第一章
喬嶼森將我們的合照發到網上,瞬間被頂上熱搜。
他配文:【純友誼,第八年】
而彈幕卻是:【男女之間怎麼可能有純友誼】
喬嶼森見狀,直接將帖子轉發給我。
我默不作聲,只是附和他苦澀一笑。
是的,男女之間本就沒有純友誼。
今年,是我暗戀他的第八年。
而明天,他就要結婚了。
1
手機屏幕的光刺得我眼睛生疼,熱搜第一的詞條像一把燒紅的烙鐵,燙在我的心上——#喬嶼森夏晚晴八年純友誼#。
配圖是我和喬嶼森幾個月前在他的慶功宴上拍的合照。他意氣風發地摟着我的肩膀,笑容燦爛得有些晃眼。
而我,微微側着頭,努力擠出一個看起來足夠「哥們兒」的笑容,眼底卻藏着連我自己都不敢細看的深情。
今天是喬嶼森婚禮的前一天。
他選擇在這個時間點,用這樣一張照片,給我長達八年的暗戀,蓋棺定論爲「純友誼」。
多可笑。我的心像是被一隻無形的手狠狠攥住,疼得幾乎無法呼吸。
八年,兩千九百多個日夜,我陪他從一無所有到嶄露頭角,陪他熬過創業最艱難的時期,陪他分享成功的喜悅,也舔舐他失意的傷口。
我以爲,就算沒有愛情,也該有旁人無法比擬的默契和珍重。
可現在,這份沉甸甸的感情,被他輕飄飄地掛在熱搜上,成了一場全民圍觀的「男女純友誼」典範,成了他和他未婚妻柳依依婚禮前最完美的預熱。
緊接着,喬嶼森的微信彈了出來,語氣是慣常的輕鬆和理所當然:
「晴晴,快看熱搜!笑死,這屆網友真能腦補。你趕緊轉發下,用你的號召力幫我澄清一下,省得依依她胡思亂想。」
指尖懸在屏幕上方,微微顫抖。
轉發?澄清?我該說甚麼?說「沒錯,我就是那個默默愛了他八年,最後只配得到一句‘鐵哥們’認證的大傻瓜」嗎?
我的心沉到了谷底,泛起一陣陣苦澀的冷意。八年,原來我的墓誌銘,早就由你親手寫好了。
「呵。」
我對着屏幕,發出一聲只有自己能聽見的冷笑。
「第八年了,喬嶼森。恭喜你,用我卑微的暗戀,給你和你準新娘的盛大婚禮,添了最後一把火。」
最終,我深吸一口氣,壓下喉嚨口的哽咽,指尖冰冷地敲下幾個字,發送給他:
「嗯,知道了。友誼萬歲。」
發送成功的提示音響起,像一聲喪鐘,敲碎了我心底最後一點殘存的幻想。
窗外的蟬鳴聒噪不休,彷彿也在嘲笑着我的愚蠢和卑微。
喬嶼森很快回復了一個「就知道你最仗義」的表情包,然後便再無聲息。大概是忙着和他美麗的未婚妻你儂我儂,準備明天的婚禮去了吧。

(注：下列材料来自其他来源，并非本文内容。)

PR #211, opened 2022-07-25
Azure provider - Add Support for US Gov L4 

MarkDordoy:
The azure provider has some code to correctly identify and convert the Azure AD Graph host to the MS Graph host. For reasons unknown to me, Microsoft will not update the JWT to correctly send MS Graph URLs even though AD Graph is deprecated.

This PR extends the current conversion to support the US Gov cloud offering (https://docs.microsoft.com/en-us/graph/migrate-azure-ad-graph-request-differences)

### DIFF
--- a/provider_azure.go
+++ b/provider_azure.go
@@ -16,6 +16,7 @@ import (
 
 const (
 	// Deprecated: The host of the Azure Active Directory (AAD) graph API
+	// Conversion List: https://docs.microsoft.com/en-us/graph/migrate-azure-ad-graph-request-differences 
 	azureADGraphHost   = "graph.windows.net"
 	azureADGraphUShost = "graph.microsoftazure.us"
 
--- a/provider_azure.go
+++ b/provider_azure.go
@@ -16,10 +16,12 @@ import (
 
 const (
 	// Deprecated: The host of the Azure Active Directory (AAD) graph API
-	azureADGraphHost = "graph.windows.net"
+	azureADGraphHost   = "graph.windows.net"
+	azureADGraphUShost = "https://graph.microsoftazure.us"
 
 	// The host and version of the Microsoft Graph API
 	microsoftGraphHost       = "graph.microsoft.com"
+	microsoftGraphUSHost     = "graph.microsoft.us"
 	microsoftGraphAPIVersion = "/v1.0"
 
 	// Distributed claim fields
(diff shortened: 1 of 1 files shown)


MarkDordoy:
@austingebauer tagging as i see you recently reviewed a previous PR. Sorry for direct tag.

provider_azure.go
```diff
@@ -16,10 +16,12 @@ import (
 
 const (
 	// Deprecated: The host of the Azure Active Directory (AAD) graph API
-	azureADGraphHost = "graph.windows.net"
+	azureADGraphHost   = "graph.windows.net"
+	azureADGraphUShost = "https://graph.microsoftazure.us"
```
austingebauer, line 20: Do you happen to know why the host would include the scheme (`https://`) in the case of `azureADGraphUShost` but not in `azureADGraphHost`?

MarkDordoy: Hello, sorry i did this by mistake in my haste to get a PR up. Should be updated now.

provider_azure.go
```diff
@@ -117,6 +119,9 @@ func (a *AzureProvider) getClaimSource(logger log.Logger, allClaims map[string]i
 	if urlParsed.Host == azureADGraphHost {
```
austingebauer, line 119: Can you add this link to the list here: https://docs.microsoft.com/en-us/graph/migrate-azure-ad-graph-request-differences

MarkDordoy: Added

provider_azure.go
austingebauer: Are you able to confirm that you've tested this out and it works as expected? I don't have access to a US Gov L4 environment. This change seems simple enough, so I'm inclined to accept it.

provider_azure.go
austingebauer: Thank you!

provider_azure.go
austingebauer: @MarkDordoy - Just looking for a response here ^. I will merge this after 👍

MarkDordoy: Hey, I can confirm I tested out the us gov l4 environment response. It's as described in here. I even spoke to MS support about their plan to actually send the correct host but they couldn't provide when.

austingebauer: Excellent! Thanks for doing that. I was also wondering when they'd switch the distributed claims hosts over to MS graph.

austingebauer (approved):
LGTM. Thanks again, @MarkDordoy.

而我,這個「最仗義」的鐵哥們,只能獨自一人,在這喧囂的網絡狂歡和刺骨的心酸中,慢慢沉淪。
2
手機被我扔到一邊,屏幕暗下去,如同我此刻的心情。
我走到窗邊,看着樓下車水馬龍,霓虹閃爍,卻覺得整個世界都與我無關。視線落在書桌角落那個落了薄塵的畫架上,心口又是一陣尖銳的刺痛。
那裏,曾經承載着我全部的夢想。
八年前,我剛從美院畢業,手裏握着一家知名畫廊的offer,前途一片光明。
所有人都以爲我會成爲一顆冉冉升起的新星,在藝術界大放異彩。連我自己,都曾無數次幻想過,我的畫筆能描繪出怎樣的星辰大海。

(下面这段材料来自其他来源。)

PR #226, opened 2023-03-26
Allow for role name to be used as entity alias

### LINKED ISSUE #217: [req] Ability to use JWT Role Name as Identity entity alias name
# Problem

There are certain situations where individual claims in the JWT tokens are insufficient at properly identifying a unique identity.

Take [GitLab JWTs](https://docs.gitlab.com/ee/ci/examples/authenticating-with-hashicorp-vault/#how-it-works) as an example. Each claim in the JWT is a distinct, disparate piece of information about which repo, branch, user, etc. caused the CI job to spawn.  

This makes it impossible to have granular Identities aliased to these JWTs. The finest grain Identity we can have in this example is `project_path` which severely limits the usefulness of the `bound_claims` restrictions that can be accomplished with roles. Building on this example, if we wanted to associate an identity with CI jobs in a certain repo but only on the `main` branch, that is impossible. 

This becomes increasingly difficult in Vault enterprise where the Identity engine is used to grant permissions within child namespaces. In order to solve this in the short term, we have mounted per-namespace auth backends and are having users create their own roles within their namespace-local backends which is potentially detrimental to our client count (core licensing metric).

# Proposed Solution

Allow for the name of the role used during authentication to be used as the Identity entity alias name.

This would allow us to leverage the powerful bound_claims restrictions and map them directly to an Identity.

For example, we could create a role like:
```json
{
  "name": "myteam.myproject.production"
  // add some boolean to toggle this behavior
  "role_name_as_entity_name": true
  "bound_claims": {
    "project_path": "myteam/myproject"
    "ref_protected": "true",
    "environment": "production",
    "environment_protected": "true"
  }
}
```
Then an Identity:
```json
{
  "name": "gitlab--myteam-myproject--prod"
}
```
And an alias:
```json
{
   "name":  "myteam.myproject.production",
   "canonical_id": "id-of-entity",
   "mount_accessor": "accessor-of-jwt-backend"
}
```

At this point, users are free to create internal groups (with the entity above as a member) in their namespaces with whatever policies they need. The auth mount can live in the root namespace, have access to any number of children, and we don't have to mount an auth backend per-namespace anymore.

mbillow:
# Overview

Allows for the name of the role being used during authentication to be provided as the name of the entity alias. This allows for JWTs with many distinct, disparate claims to effectively be mapped to a single identity. Examples and more explanation can be found in #217.

Closes #217. 

If this is something y'all would be willing to accept, I can make the documentation PR. 😄 

# Design of Change
Adds a boolean to roles on the JWT auth backend (`use_role_name_as_entity_alias`) which is checked at login and if true causes the name of the role being used to be provided as the entity alias name. This defaults to `false`.

- [ ] [Issue #217](https://github.com/hashicorp/vault-plugin-auth-jwt/issues/217)

# Testing Output
```
=== RUN   TestLogin_UseRoleNameAsEntityAlias
2023-03-26T14:00:29.546-0500 [WARN]  unable to locate /org/primary in claims: /org/primary at part 0: couldn't find key "org"
--- PASS: TestLogin_UseRoleNameAsEntityAlias (0.00s)
PASS
```

# Contributor Checklist
- [ ] Add relevant docs to upstream Vault repository, or sufficient reasoning why docs won’t be added yet
- [x] Backwards compatible


verdel:
@fairclothjm, could you help review this PR? What needs to be done? Using the role name as an `entity-alias` will make the process of adding a Vault JWT role to an internal group more customizable. The role can essentially be added to the group based on `bound_claims` rather than `user_claim`. This approach allows for more precise matching by using multiple claims instead of just one.

This is described in more detail in the [issue](https://github.com/hashicorp/vault-plugin-auth-jwt/issues/217).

可就在那時,喬嶼森決定創業。他拉着我的手,眼睛亮得像星星:「晴晴,陪我一起幹吧!我知道你懂設計,有審美,我的公司不能沒有你!」
我看着他充滿期待的眼神,聽着他描繪的宏偉藍圖,幾乎沒有猶豫,就拒絕了畫廊,一頭扎進了他那間只有三個人的初創公司。
理由?他說他需要我。這四個字,對我而言,重逾千斤。
於是,我的畫筆,開始畫商業PPT,畫產品原型圖,畫公司Logo。
我通宵達旦地爲他修改方案,在他拉不到投資、瀕臨絕望的時候,默默地泡好咖啡,遞上一份條理清晰的市場分析報告,告訴他:「別怕,我們還有機會。」
我陪他跑業務,喝到胃出血,第二天依舊強撐着去見客戶。
我幫他處理各種瑣碎事務,甚至在他和前女友分手、情緒崩潰的時候,陪他在江邊坐了一整夜,聽他傾訴,給他安慰。
他漸漸成功了,公司越做越大,身邊圍繞的人越來越多。而我,依舊是那個「最可靠的晴晴」,那個他隨時可以依賴,卻又常常忽略的存在。

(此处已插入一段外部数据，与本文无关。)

PR #245, opened 2023-07-19
chore: add errcheck for parsing cli flags

thevilledev:
# Overview

Add missing error check to `main()` for parsing CLI flags. If `flags.Parse()` fails now the error is hidden from the user.

# Design of Change

An error check was missing and I added it 👍

Originally noticed at https://github.com/hashicorp/vault-plugin-auth-kubernetes/pull/202

# Contributor Checklist
[-] Add relevant docs to upstream Vault repository, or sufficient reasoning why docs won’t be added yet
Not needed

[-] Add output for any tests not ran in CI to the PR description (eg, acceptance tests)
Not needed

[x] Backwards compatible


austingebauer (approved):
Thanks!

PR #246, opened 2023-07-20
Add missing `Query: true` metadata to API definitions

maxb:
As described in hashicorp/vault#21949 endpoints with non-path parameters
that can be made use of during ReadOperation callbacks should have those
fields marked as `Query: true` to ensure the OpenAPI spec truly reflects
how the endpoints can be called.

This should also provide a proper fix to hashicorp/vault-client-go#155.

I'm also changing the operation ID to reflect that GET and POST on
`oidc/callback` are **not** at all the same operation with and without
parameters, but in fact play substantially different roles in the
overall OIDC login flow.


averche (approved):
LGTM, thanks again!

PR #255, opened 2023-10-12
Only use SIGTSTP on appropriate OSes

kpcraig:
In #251, we added `os.Kill` and `syscall.SIGTSTP` to the terminal interrupts we handled when terminating the listener. Unfortunately, `syscall.SIGTSTP` is not defined on all systems (notably, Windows).

The simplest way to fix this is to use [build constraints](https://pkg.go.dev/cmd/go#hdr-Build_constraints) to separate the [SIGTSTP-having operating systems ](https://cs.opensource.google/search?q=SIGTSTP&ss=go%2Fgo:src%2Fsyscall%2F)  and the non-SIGTSTP systems. 

It also seems like there isn't an obvious alternative to SIGTSTP in Windows (if anyone knows...), so we just cut the behavior in the windows version.


maxcoulombe (approved):
Thanks you! Sorry for not catching that in the initial PR.

Pobably worth a changelog entry for a 1.17.2 release.

vinay-gopalan (approved):

raymonstah (approved):

PR #257, opened 2023-10-13
Add namespace parameter to callback url for cli vault login

### LINKED ISSUE #256: Vault CLI auth with oidc does not work with namespaces
Vault Version: `Vault 1.11.0+ent`

```
vault read -namespace=mynamespace auth/oidc/config 
Key                       Value
---                       -----
bound_issuer              n/a
default_role              access_readonly
jwks_ca_pem               n/a
jwks_url                  n/a
jwt_supported_algs        []
jwt_validation_pubkeys    []
namespace_in_state        true
oidc_client_id            XXXXXXXXXXXXXXXXXXXXXXXX
oidc_discovery_ca_pem     n/a
oidc_discovery_url        https://oidcprovider.example.com/api/v1/oauth
oidc_response_mode        n/a
oidc_response_types       []
provider_config           map[]
```

When I attempt to login using `-method=oidc -namespace=mynamespace` the namespace does not appear in the state parameter as I would expect.

[This cli code](https://github.com/hashicorp/vault-plugin-auth-jwt/blob/eb63ad399383093b8e7f1bbdc54f84b8155b9e3c/cli.go#L229) makes the same request as the GUI but does not include the `?namespace=mynamespace` parameter

When I log in using the browser the `redirect_uri` contains the namespace and the `namespace_in_state` setting transfers it to the `state` parameter [here](https://github.com/hashicorp/vault-plugin-auth-jwt/blob/eb63ad399383093b8e7f1bbdc54f84b8155b9e3c/path_oidc.go#L463).

jamie-pate:
Fixes #256

# Overview

Allows users that utilize namespaces to login with `vault login -namespace=mynamespace -method=oidc`

Currently the namespace is omitted from the redirect_uri when constructing the authURL for cli login. This change adds the namespace for feature parity with the GUI login.

# Design of Change

The current namespace is obtained from the client and added to `redirect_uri` parameter passed to the `/auth/{mount}/oidc/auth_url` request

[x] [Issue #256](https://github.com/hashicorp/vault-plugin-auth-jwt/256)

# Contributor Checklist
[x] Checked docs and this issue should 'just work'. Namespaces and `namespace_in_state` are [already mentioned](https://github.com/hashicorp/vault/blob/main/website/content/docs/auth/jwt/index.mdx#L75) in docs
[x] Backwards compatible

### DIFF
--- a/cli.go
+++ b/cli.go
@@ -8,6 +8,7 @@ import (
 	"fmt"
 	"net"
 	"net/http"
+	"net/url"
 	"os"
 	"os/signal"
 	"path"
@@ -115,7 +116,7 @@ func (h *CLIHandler) Auth(c *api.Client, m map[string]string) (*api.Secret, erro
 
 	role := m["role"]
 
-	authURL, clientNonce, err := fetchAuthURL(c, role, mount, callbackPort, callbackMethod, callbackHost)
+	authURL, clientNonce, err := fetchAuthURL(c, role, mount, callbackPort, callbackMethod, callbackHost, c.Namespace())
 	if err != nil {
 		return nil, err
 	}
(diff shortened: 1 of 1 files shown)


jamie-pate:
After further testing I've found that this doesn't affect my ability to log in using vault CLI, the underlying problem was that my OP did not have the cli redirect_uri (`http://localhost:8250/oidc/callback`) configured, even though I'd configured it in the vault oidc config.

I'm still not clear why the namespace is passed in the state in the GUI but is not required in the CLI, but at least I'm able to log in with the CLI using oidc as intended.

他開始和柳依依約會。柳依依家境優越,能給他帶來更多資源。他帶她來見我,笑着介紹:
「這是晴晴,我最好的哥們兒,也是我的得力干將。」
柳依依的眼神在我身上逡巡,帶着一絲不易察覺的審視和敵意。
後來,他甚至會讓我幫他挑選送給柳依依的禮物。我拿着那些精緻華美的飾品,心如刀割,卻還要強笑着給出「專業」的建議。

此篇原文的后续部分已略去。